### [The problem]
Collect each line of the records containing the string "Depends".

### [Listed entries]
[Start of section]

Issue #823, opened 2026-06-19
A2 — Immutable/append-only knowledge + entities


BYK:
> **Part of epic #821. Depends on #822 (merged).** Decided design — supersedes the original exploratory body. Mirrors `.opencode/plans/sync-A2-immutable-knowledge.md`.

---

## ⚠️ Pre-implementation corrections (review, post-#828 merge — apply before coding)

1. **Migration is v50, not v49.** #828 (B — profiles mirror) shipped local migration **v49** and bumped `db.test.ts:61` to 49; A1 (#822) added no local migration. So A2's first local migration in Sub-PR 1 is **v50**, and the `db.test.ts` assertion goes **49→50** (not 48→49). Everything else in Sub-PR 1 stands.
2. **Sub-PR 3 needs a new remote migration for `logical_id`.** Remote `knowledge` (0002 + A1's 0007) has `is_deleted`/`revision` but **not** `logical_id`/`version`. Syncing the `(logical_id, version)` content log requires a Supabase `0008+` migration (after A1's `0007`). Resolve "is local `version` the synced `revision`?" in the Sub-PR 3 design, not at impl time.
3. **Preserve #828's pull-only sync invariants when touching `sync-data.ts`.** `seedOutbox`/`reconcile`/`pushOnce`-prune all skip `pullOnly` tables, and `clearProfileMirror()` runs on logout/account-switch. The merged **registry-contract battery** (`sync-registry-contract.test.ts`, #831) will fail CI if a newly-synced table (e.g. if `knowledge_meta` becomes synced) violates the pull-only/capture invariants — register it properly.
4. **Decay-driven deletes need a merge-aware rule (Sub-PR 3, non-blocking for 1–2).** `pruneDead` (confidence ≤ 0.2 → `remove()` → `is_deleted` death certificate) propagates a delete to all replicas, but `last_reinforced_at` is **local** — a device that decayed an entry from non-use would death-certificate it even if another member uses it. Use the convergent-merge rule (max/recency), not bare LWW, for decay-originated deletes.

---

# A2 — Immutable / append-only knowledge (Option A)

Parent epic: #821. Issue: #823. Depends on: A1 (#822, merged — scope seam + physical usage counter).
Mirror this doc into issue #823. `.opencode/plans/*` is gitignored — the issue is the source of truth.

## Decision (locked)

**Option A — single append-only `knowledge` table is the source of truth.** "Current" is a
[...]

PR #853, opened 2026-06-20
feat(core): flip update()/remove() onto append-only versioning (A2 sub-PR 2b-2b)

BYK:
**Part of epic #821 · A2 (#823), sub-PR 2b-2b — THE FLIP.** Builds on 2b-2a (#850). No migration (v51 landed in 2b-2a).

This is the behavior-change PR: knowledge **content is now immutable per version**. `update()`/`remove()` are rewired onto `appendVersion()`.

## Core flip
- **`update(id, {content})`** appends a new immutable version (confidence/metadata copied forward); **mutable-only** updates (`confidence`/`updated_by`/`sensitivity`) still mutate the current version in place. Re-embeds the new current version.
- **`remove(id)`** appends an `is_deleted` **death-certificate** version (no physical DELETE). The death cert *is* the tombstone + resurrection guard — `knowledge_current` excludes it, the FTS triggers drop its posting, `isTombstoned()` detects it. Since nothing is physically deleted, **FK `ON DELETE CASCADE` is dormant**, so `remove()` cleans entity refs / wiki refs / transfers **explicitly** by `logical_id`.
- **`isTombstoned()`** checks the death-cert version OR a legacy `knowledge_tombstones` row (pre-flip deletes). `remove()` no longer writes tombstones (the table is now read-only legacy).

## Identity resolution (the subtle part)
- **`logicalIdOf(id)`** — canonical resolver (base table): resolves a current OR **superseded** version id (or a logical_id) to the stable `logical_id`. `update`/`remove`/`syncRefs`/`resolveRef` and the curator route through it, so a `op.id` that `update()` just superseded stays correct.
- `appendVersion`'s current-row lookup moved **inside** the txn (Seer #850 TOCTOU NIT).
- **dedup** (`createWithStatus`) returns the stable `logical_id`, not the soon-superseded version id. The curator's dedup-merge path + update/delete handlers + ref-sync loop key on `logical_id` — fixes a real **dedup-merge undercount** (`result.updated` went to 0) the `curator-changed-entries` test caught. `_importEntries` passes the resolved current id (**Seer #848**).

## Gateway / data
- `handleShowKnowledge` / `deleteKnowledge` / `reassignKnowledge` resolve via `logicalIdOf`→`getByLogical` and present the **stable `logical_id`** as the external id (a cached UI reference keeps resolving across appends).
- `resolveId("knowledge")` matches the `logical_id` of **current** entries — the base-table prefix is now ambiguous (UUIDv7 versions share the timestamp prefix).
- `reassignKnowledge` moves **all** versions (`WHERE logical_id`) so a multi-version entry isn't split across projects (reviewer NIT).
- Bulk-op "entries affected" counts use `knowledge_current` (logical entries, not physical version rows).

## Tests
New **`ltm-flip.test.ts` (6)**: content-append vs mutable-in-place; death-cert + explicit ref cleanup (FK CASCADE dormant); `remove()` idempotency; multi-version chain with ref survival. Updated **9 existing suites** from in-place to append semantics (`get(id)`→`getByLogical(id)` once the row id moves). Full **core (1680) + gateway (1883) green**; typecheck + lint clean.

## Deferred (flagged)
- cleanDeadRefs content-strip is still an in-place UPDATE on the current version (locally correct; routing it through `appendVersion` matters for sync — sub-PR 3).
- Pre-existing `_importEntries` cross-project overwrite (security follow-up).
- Compaction FK-dangle on a v1-row prune (sub-PR 4 — #823 follow-up).

cc reviewer-session — this is the high-risk flip; the curator superseded-id bugs are the kind of thing worth a close look.

### DIFF
--- a/packages/core/src/agents-file.ts
+++ b/packages/core/src/agents-file.ts
@@ -565,9 +565,11 @@ function _importEntries(entries: ParsedFileEntry[], projectPath: string): void {
       // entry.id is the <!-- lore:UUID --> marker, which is the stable logical_id.
       const existing = ltm.getByLogical(entry.id);
       if (existing) {
-        // Known entry — update only if content changed (manual edit in file)
+        // Known entry — update only if content changed (manual edit in file). Pass
+        // the resolved current row id (Seer #848): update() resolves it to the
+        // logical_id and appends a new version.
         if (existing.content !== entry.content) {
-          ltm.update(entry.id, { content: entry.content });
+          ltm.update(existing.id, { content: entry.content });
         }
       } else if (ltm.isTombstoned(entry.id)) {
       } else {
--- a/packages/core/src/curator.ts
+++ b/packages/core/src/curator.ts
@@ -332,10 +332,12 @@ export function applyOps(
       });
       if (!wasCreated) {
         // Dedup-merged into an existing entry — not a real create, but the
-        // existing row was updated in place and may already be pinned in the
-        // prompt cache. Surface it as an update so session LTM caches are
-        // invalidated and durable prompt deltas can replay the new bytes.
-        const entry = ltm.get(id);
+        // existing entry was updated (a content change appends a new version) and
+        // may already be pinned in the prompt cache. Surface it as an update so
+        // session LTM caches are invalidated and durable prompt deltas can replay
+        // the new bytes. `id` is the stable logical_id from tryCreate → resolve
+        // the current version via getByLogical.
+        const entry = ltm.getByLogical(id);
         if (entry) {
           idsToSync.push(id);
           changedEntries.push({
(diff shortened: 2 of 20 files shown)


BYK:
## Review fixes pushed (`d09048af`)

**Code-quality (SHOULD-FIX):**
- Curator `update`/`delete` handlers resolve `op.id` through `logical_id` (`get ?? getByLogical(logicalIdOf)`) — a second op on the same entry in one `applyOps` batch was silently dropped (incl. update-then-delete leaving the entry alive).
- CLI `list` shows `logical_id`; `show` resolves via `getByLogical`; the list/show API presents `logical_id` as the external id — the `list → show/delete/move` flow was broken for any curator-updated entry.

**Code-quality (CONCERN):** `update()` skips the append (and re-embed) when content is byte-identical — re-observing an unchanged entry no longer grows the table unbounded.

**Security (the conditional blocker):** push is now **version-aware** (`knowledgeSyncOp`): a superseded (`is_current=0`) or soft-deleted (`is_deleted=1`) knowledge row becomes a remote **soft-delete** (propagating deletions + removing stale/redacted content), a current-live row upserts. v1 entries upsert exactly as before (engine tests unchanged). This removes the deletion-doesn't-propagate / redacted-content-egress regression. Full cross-device `id↔logical_id` convergence (so refs resolve the same entry on every device) remains **sub-PR 3**.

New `knowledgeSyncOp` unit test (current→upsert, superseded/death-cert→delete, gone→skip). Core 1681 + gateway 1883 green; typecheck + lint clean.

PR #877, opened 2026-06-21
fix(cache-warmer): drop stale warmup body when idle distillation rewrites the prefix

BYK:
Closes the residual gap flagged in #873's review.

## The gap
`lastRequestBody` is invalidated on `/compact` and model/provider switches, but **not** on lore's **own** idle-time prefix mutations. The idle worker force-distills (creating gen-0 segments that enter the in-context prefix) and meta-consolidates (archiving gen-0, adding gen-1+) — both rewrite the distilled prefix (`messages[1]`) of a **compressed** session. The idle force-distill is *explicitly* preparing a smaller post-idle-compact body. So the body the next real turn sends diverges from the last turn's, and the warmer's stored body is stale — replaying it just refreshes a prefix the next turn busts anyway (the large-session `cacheRead=0` waste #873 reduced but couldn't fully eliminate).

## Fix
After the idle distillation step, null `state.cacheAnalytics.lastRequestBody` when:
- the prefix actually mutated this tick (force-distill ran, or `metaDistill` returned non-null), **and**
- the session is **compressed** (`getLastLayer >= 1`).

Layer-0 (full-passthrough) bodies carry no distilled prefix, so distillation doesn't change them — their warming is **left untouched** (these were the healthy `✓ refresh` sessions). Same rationale/shape as the existing `pipeline.ts` invalidations.

Effect: a compressed session that distills during idle stops being warmed for that idle period — correct, because its next-turn prefix will differ regardless (and the warming would be wasted writes). Aligned with the cache-economics direction (large sessions → cool-bust).

## Tests
The decision is an exported pure predicate `idleDistillInvalidatesWarmupBody(prefixMutated, layer, hasStoredBody)`, unit-tested for all edge cases (layer-0 not invalidated, no-mutation, no-body) — without coupling to the LLM/batch distillation internals the idle-work harness deliberately avoids.

## Verification
typecheck (5 pkgs) clean; lint clean (15 warnings, all pre-existing); full suite **3634 passed**; `pnpm build` clean.

## Note
Combined with #873 (breakpoint preservation), this should take large-session warmups from "every one UNCACHED" to either clean `✓ refresh` (stable prefix) or simply *not warmed* (prefix about to change) — no more paying $1–5 to write a cache the next turn won't read.

### DIFF
--- a/packages/gateway/src/idle.ts
+++ b/packages/gateway/src/idle.ts
@@ -29,6 +29,7 @@ import {
   saveGradientState,
   getConsecutiveBusts,
   effectiveMetaThreshold,
+  getLastLayer,
   evictSession as evictGradientSession,
   distillLimiter,
   curatorLimiter,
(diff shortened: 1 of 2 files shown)


BYK:
Addressed the review's SHOULD-FIX in da49d2d8: `idlePrefixMutated` is now gated on `distillation.run().distilled > 0` (mirrors the `if (meta)` gate). Verified against `distillation.ts` — `distilled` is incremented only when `distillSegment` actually creates a gen-0 segment (line 954); it stays 0 for tiny-segment absorption (line 935), worker failures, parse errors, and expansion-guard discards. So a force-distill that produces no gen-0 no longer nulls a still-valid warmup body (which would have caused the exact cold-return waste this PR prevents). The layer-0→post-idle-compact gap (review 2b) is left as-is — self-correcting via `skipCompact` and governed by the warmer's own stop economics, not idle-distill invalidation.

Issue #881, opened 2026-06-21
cache-economics: refine `cacheSizeCompressed` on layer ≥ 1 paths before PR2b acts on it


BYK:
## Summary

The cache-economics shadow snapshot (`@loreai/core`, `packages/core/src/gradient.ts`) under-reports compaction savings for sessions that are **already compressing** (held at layer ≥ 1). It is **harmless today** because the unified evaluator is shadow-mode/log-only (PR #844 / #846), but it **must be fixed before PR2b** flips consumers to act on the model (cool-bust / opportunistic flush).

This is already flagged in-code as a `KNOWN GAP` and was surfaced again by an adversarial review of #872 (CONCERN-2, "informational — not introduced here").

## Background

Every `transform()` records two numbers on the session state so the shared cache-economics evaluator (and the cache-warmer) read identical sizes from one place:

- `cacheSizeFull` — full, uncompressed body token size.
- `cacheSizeCompressed` — compacted-body token target.

`evaluateCacheStrategy()` compares the two to estimate compaction savings and decide warm-vs-compress.

## The gap

`packages/core/src/gradient.ts`:

- Baseline (~`:2529-2531`) sets `cacheSizeCompressed = cacheSizeFull` (assume no compaction).
- It is only **refined** to a real compressed target inside the **layer-0 tier gate** (~`:2605-2614`, via `compressedEstimate`).
- Sessions held at **layer ≥ 1** by the sticky-layer guard / prefix-present floor / post-idle compact / first-sight-large guard **bypass the tier gate**, so `cacheSizeCompressed` stays `== cacheSizeFull`.

Result: for an already-compressing session, the shared model believes compaction buys ~nothing and **under-reports real savings**.

In-code marker (`gradient.ts:2523-2528`):

> KNOWN GAP (shadow-only, PR2a): the refine ONLY fires on the layer-0 tier gate. Sessions held at layer >= 1 … bypass it, so for an already-compressing session `cacheSizeCompressed` stays == full and the shadow under-reports real compaction savings. Harmless while we only LOG; **PR2b MUST source a real compressed target for the layer >= 1 paths before it acts on cool-bust.**

## Impact

- **Now:** none — shadow/log-only. `evaluateCacheStrategy` does not change behavior.
- **After PR2b:** real — the unified model would wrongly conclude "no compaction benefit" for layer ≥ 1 sessions and could make incorrect warm/compress (cool-bust) decisions, which is exactly the divergence the unification refactor exists to prevent.

[...]

PR #887, opened 2026-06-21
fix(cache-economics): normalize cacheSizeCompressed to cacheSizeFull's input scale

### LINKED ISSUE #886: cache-economics (PR2b prerequisite): normalize cacheSizeFull / cacheSizeCompressed to the same token scale
## Summary

Follow-up surfaced by the adversarial review of #883 (which closed #881). Before PR2b flips any consumer to **act** on `evaluateCacheStrategy`, the two size inputs must be put on the **same token scale**. Today they are not — it is **shadow/log-only, so harmless now**, but it would bias real cool-bust decisions.

## The mismatch (`packages/core/src/gradient.ts`)

- `cacheSizeFull = layer0Input` is **INPUT-scale**: it includes system overhead + tools + LTM, and is multiplied by `UNCALIBRATED_SAFETY` (~×1.5) on uncalibrated first-sight-large turns.
- `cacheSizeCompressed = result.totalTokens` (layer ≥ 1, set at the `transform()` exit) is **BODY-scale**: `distilled + raw` only, **excludes** overhead + LTM, never inflated.

This is the **pre-existing convention** (the old tier-gate refine compared body-scale `compressedEstimate` against input-scale `layer0Input`), which #883 deliberately preserved. But `decideCacheStrategy` (`packages/core/src/cache-economics.ts`) treats `full` and `compressed` as the *same* quantity (tokens written/read to the prompt cache):

- `coolBustCost ∝ compressed`, `coolFullWriteCost ∝ full`, `holdWarmCost ∝ full`.

Since overhead + LTM persist in **both** the full and compacted prompt (compaction does not remove them), a body-only `compressed` **understates `coolBustCost`** → biases the model toward bust/compaction. The `UNCALIBRATED_SAFETY` factor on `full` (but not `compressed`) amplifies this on first-sight-large turns.

## What to do (before PR2b acts)

- Lift `cacheSizeCompressed` to the **cache-input scale**: `compressed_body + overhead + LTM`.
- Reconcile the `UNCALIBRATED_SAFETY` inflation so it is applied consistently (or not at all) across `full` and `compressed`.
- Verify `evaluateCacheStrategy` produces an unbiased full-vs-compressed delta on both calibrated and uncalibrated layer ≥ 1 sessions.

## References
- In-code caveat: `gradient.ts` transform() exit (the `SCALE CAVEAT (PR2b prerequisite ...)` comment).
- Closed by the layer ≥ 1 fix: #881 / PR #883.
- Shared model: #842; shadow wiring: #844 / #846.

BYK:
Closes #886 (the PR2b prerequisite surfaced by the adversarial review of #883).

## Problem
`cacheSizeFull` is **INPUT-scale**: it includes the non-message floor (system/tools overhead + LTM) and is ×`UNCALIBRATED_SAFETY` (1.5) inflated on uncalibrated turns — deliberately, so it tracks the real API token count the warmer cross-checks against (`gradFull` vs `apiActual`). But `cacheSizeCompressed` was set from the raw **body-only** rebuilt window (`result.totalTokens`) — body-scale, no floor, never inflated. So the full-vs-compressed delta **over-reported savings** by:
1. the overhead + LTM **floor** (which compaction never removes — the system prompt + LTM persist in the compacted prompt too), and
2. the **uncalibrated** ×1.5 factor (on full but not compressed).

Both bias `decideCacheStrategy` toward cool-bust. Shadow/log-only today, but wrong once PR2b acts on the model.

## Fix
A compacted prompt still carries the whole floor — only the message body shrinks. So:

```
cacheSizeCompressed = (nonBodyFloor + rebuiltWindowBody) × bodySafety   (clamped to full)
```

- `transformInner` captures the un-inflated **non-body floor** (`overhead + sessLtmTokens`) and the **safety factor** (`1` when calibrated, else `UNCALIBRATED_SAFETY`) alongside `cacheSizeFull`.
- `transform()` computes the compressed size via a new pure helper **`computeCompressedCacheSize`**, inflating floor + body together onto `cacheSizeFull`'s scale.

The full-vs-compressed **delta is now exactly the message tokens compaction removed** (the floor cancels), on the input scale `full` uses. `cacheSizeFull` is unchanged (keeps the `apiActual` cross-check intact).

## No behavior change
Both consumers (`evaluateCacheStrategy` shadow log in the warmer; `getCacheSizeSnapshot`) are still measure-only. This only makes the shadow data faithful.

## Tests
- `computeCompressedCacheSize` unit tests: layer-0 → `== full`; floor retained (calibrated); safety applied to floor+body (uncalibrated); clamp-to-full; safety < 1 treated as 1.
- The #881 e2e test now asserts compressed is **lifted above** the body-only value **and** still `< full` (mutation-guarded both ways).

## Verification
typecheck (5 pkgs) clean; lint clean (15 warnings, pre-existing); full suite **3647 passed**; `pnpm build` clean.

## Follow-on
With this landed, the layer ≥ 1 shadow data is faithful end-to-end — clears the last prerequisite before PR2b flips the warmer/compaction consumers onto the unified `evaluateCacheStrategy`.

### DIFF
--- a/packages/core/src/gradient.ts
+++ b/packages/core/src/gradient.ts
@@ -445,6 +445,15 @@ type SessionState = {
   cacheSizeFull: number;
   /** Compacted-body token target from the most recent transform(); === cacheSizeFull when no compaction is available. */
   cacheSizeCompressed: number;
+  /** Non-message floor (system/tools overhead + LTM) of the most recent
+   *  transform(), in the SAME estimate basis as the message body (un-inflated).
+   *  Compaction never removes this; it is added back to the compressed body so
+   *  cacheSizeCompressed lands on the same scale as cacheSizeFull (issue #886). */
+  cacheNonBodyTokens: number;
+  /** Multiplier that maps the gradient's un-inflated (chars/3) body estimate onto
+   *  cacheSizeFull's scale: 1 when calibrated, UNCALIBRATED_SAFETY when not — the
+   *  same factor layer0Bounds applies to cacheSizeFull. (issue #886) */
+  cacheBodySafety: number;
   /** The single stored strategy decision + when it was computed (null until first evaluated). */
   cacheStrategy: { result: CacheEconomicsResult; decidedAt: number } | null;
 };
@@ -473,6 +482,8 @@ function makeSessionState(): SessionState {
     dedupDecisions: new Map(),
     cacheSizeFull: 0,
     cacheSizeCompressed: 0,
+    cacheNonBodyTokens: 0,
+    cacheBodySafety: 1,
     cacheStrategy: null,
   };
 }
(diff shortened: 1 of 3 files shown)


BYK:
Addressed the adversarial review:

1. **Honest calibrated caveat** (comment over-claim fix):  docstring and  exit now correctly state the delta is EXACT for uncalibrated but APPROXIMATE for calibrated (where full is API-measured vs the gradient's overhead+LTM estimate, which double-counts LTM and absorbs the chars/3 body undercount — same pre-existing entanglement as `usable`). The clamp errs conservative.

2. **M1 and M2 both killed**: two new e2e tests — non-zero LTM floor (exact via `computeCompressedCacheSize` + the real `getOverhead()` + `UNCALIBRATED_SAFETY`) and a calibrated safety=1 path (primes via `calibrate()`). Both assert exact match and guard the body-only / uncalibrated-only regressions.

3. Exported `UNCALIBRATED_SAFETY` from gradient.ts as a test seam.

Full suite 3649 passed; lint + typecheck + build clean.

PR #896, opened 2026-06-21
feat(cache-economics): PR2b — flip warmer + compaction onto unified strategy

BYK:
The behavior flip. The unified cache-economics model (`evaluateCacheStrategy`) now **drives** both the warmer and the compaction decision; legacy heuristics become the fallback for non-confident cases (no snapshot / non-finite inputs). All safety guards are unchanged.

### `shouldWarm` (cache-warmer.ts)
The unified strategy is now the **PRIMARY** warm/no-warm decision:
- **Phase A (initial commitment):** confident `cool-bust`/`cool-full-write` → don't warm (was: `pReturns ≤ threshold`). Non-confident → legacy threshold.
- **Phase B (continuation):** confident strategy flips away from `hold-warm` mid-break → stop (was: rising cumulative threshold). Non-confident → legacy rising threshold.

All safety guards (circuit breaker, subagent, cooldown, ROI, write-efficiency, `maxCycles`, `pFinished>0.95`, margin window) are **unchanged** and still run.

### `onIdleResume` (pipeline.ts)
`skipCompact` now reads `strategyWantsWarming(strategy)` when confident:
- `hold-warm` → skip compaction (keep the warm prefix)
- `cool-bust`/`cool-full-write` → don't skip (let it compact)

Falls back to `isCacheWarm` when non-confident. The shadow compaction log is replaced with a real decision log.

## Why now
Shadow data (post-deploy) confirmed the model produces sane strategies on real sessions:
- `0IJUAT4UePvYD6V4` (859K, pReturn=0.55) → `cool-bust` ($8.05 vs $18.10 hold) — correctly stops warming this 800K session
- `0QsIRMDXDbSDNcOc` (407K, pReturn=0.08) → `cool-full-write` — don't warm, barely returns
- `gradCompressed < gradFull` confirms #883/#887 are working

## Tests
4 new `shouldWarm` tests:
- `hold-warm` overrides a below-threshold `pReturns` → warms
- `cool-bust` blocks warming despite high `pReturns`
- `cool-full-write` blocks warming (low return + large body, no compaction)
- Legacy fallback when no snapshot (non-confident)

## Verification
typecheck (5 pkgs) clean; lint clean (19 warnings, all pre-existing/non-touched); full suite **3742 passed**; `pnpm build` clean.

## Follow-on
PR3: gate deferred LTM/distillation flush on the `cool-bust` event (independent schedule, bust as preferred trigger, urgency override).

### DIFF
--- a/packages/gateway/src/cache-warmer.ts
+++ b/packages/gateway/src/cache-warmer.ts
@@ -33,6 +33,7 @@ import {
   evaluateCacheStrategy,
   strategyWantsWarming,
   getCacheSizeSnapshot,
+  getCacheStrategy,
 } from "@loreai/core";
 import type {
   InterTurnHistogram,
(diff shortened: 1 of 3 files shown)


BYK:
Addressed the adversarial review (NEEDS-REWORK → SHOULD-FIX):

**MUST-FIX (point 6) — FIXED:** `skipCompact` now preserves the `isCacheWarm` liveness floor. Extracted as pure exported `decideSkipCompact(econ, cacheIsLive)`: confident hold-warm → skip ONLY if cache is live (intent + liveness, both required); confident cool-bust/full-write → never skip; non-confident → `cacheIsLive` alone (byte-identical legacy). The stale-hold-warm-with-expired-cache regression is now covered by a unit test.

**Test fixes:** `setCachePricing` arg order corrected (write, read); dead `evaluateCacheStrategy` import removed; 5 new `decideSkipCompact` unit tests covering the MUST-FIX regression and the full matrix.

**NITs deferred:** warmer fallback log doesn't include `confident=` (low priority — the compaction log does); Phase B mid-break flip and stale-strategy tests are covered by the `decideSkipCompact` unit tests at the decision level.

Full suite 3747 passed; typecheck + lint + build clean.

[End of section]

### [Your solution]
> **Part of epic #821. Depends on #822 (merged).** Decided design — supersedes the original exploratory body. Mirrors `.opencode/plans/sync-A2-immutable-knowledge.md`.
Parent epic: #821. Issue: #823. Depends on: A1 (#822, merged — scope seam + physical usage counter).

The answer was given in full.